From: Daniel Jacobowitz <drow@false.org>
To: lfk@kerbit.net
Cc: gdb-gnats@sources.redhat.com
Subject: Re: corefiles/2121: gdb crashes sometimes on huge segment mappings
Date: Wed, 3 May 2006 16:35:54 -0400
On Wed, May 03, 2006 at 08:18:37PM -0000, lfk@kerbit.net wrote:
> I'm trying to debug core files (and live processes) that have large
> address spaces (> 2 gig data) and have found that gdb is unable to
> deal with some of the resulting core files. I had been using the
> 6.1post packages from RedHat which contain fixes for largefile
> support in the BFD library and other areas and recently decided to
> try upgrading to the 6.4 release (the number of patches in 6.1post is
> quite large) because I would occasionally come across a process/core
> that GDB couldn't handle.
>
> There is a fundamental issue with the code that handles segment
> mappings in the inferior process or core file when those mappings are
> larger than SSIZE_MAX (2G - 1 on x86/32bit). The fread/fwrite stdio
> calls simply return 0 if the size (after being munged into a signed
> type) is < 0. This results in both unreadable core files and gdb
> crashes at times.
> >How-To-Repeat:
> Create a program that mallocs a 2.2GB chunk of space (note a large
> memory RedHat ES/AS config may be required), run it under gdb.

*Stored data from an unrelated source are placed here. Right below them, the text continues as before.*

PR #34, opened 2018-07-26
APP-888: Better Error Handling For Invalid Model Properties

mattusifer:
Currently `dataset.create_model()` will fail if the given schema was invalid. This is bad because the model will have been created - just without properties - but to the user it looks as though the entire operation failed. 

This change is to log an error when the 'add properties' step fails, but successfully return the newly created model without properties.

### DIFF
--- a/blackfynn/api/concepts.py
+++ b/blackfynn/api/concepts.py
@@ -1,4 +1,7 @@
 # -*- coding: utf-8 -*-
+import logging
+import requests
+
 from blackfynn.api.base import APIBase
 from blackfynn.models import (
     Model, Record, RecordSet, ModelProperty, ProxyInstance,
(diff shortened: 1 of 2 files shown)


blackfynn/api/concepts.py
```diff
@@ -97,8 +100,21 @@ def create(self, dataset, concept):
         r = self._post(self._uri('/{dataset_id}/concepts', dataset_id=dataset_id), json=concept.as_dict())
         concept.id = r['id']
         r['dataset_id'] = r.get('dataset_id', dataset_id)
+
         if concept.schema:
-            r['schema'] = self.update_properties(dataset, concept)
+            try:
+                r['schema'] = self.update_properties(dataset, concept)
+            except requests.exceptions.HTTPError as e:
+                if e.response.status_code == 400:
```
mikeswoods: Are there any other 4XX codes that we need to handle? Otherwise looks good

mattusifer: I don't think so, I am trying to handle [these](https://github.com/Blackfynn/blackfynn-api/blob/DEVELOPMENT/concepts-core/src/main/scala/com/blackfynn/concepts/managers/ConceptPropertiesManager.scala#L85) errors from the concepts service, each of which signal that the properties were invalid. All of these errors are [mapped](https://github.com/Blackfynn/blackfynn-api/blob/DEVELOPMENT/concepts-core/src/main/scala/com/blackfynn/concepts/ConceptsApiError.scala#L24) to 400 Bad Request. 

Let me know if you think there are any other errors I should handle as part of this PR.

That's not much information about how to reproduce it. What did you
have to _do_ in GDB to cause a problem?
I think your patch is barking up the wrong tree; these interfaces are
perfectly fine, they're just not supposed to be used for unboundedly
large transfers. If GDB ever needs to malloc a 2.2GB buffer to read
into, it's already doing something wrong.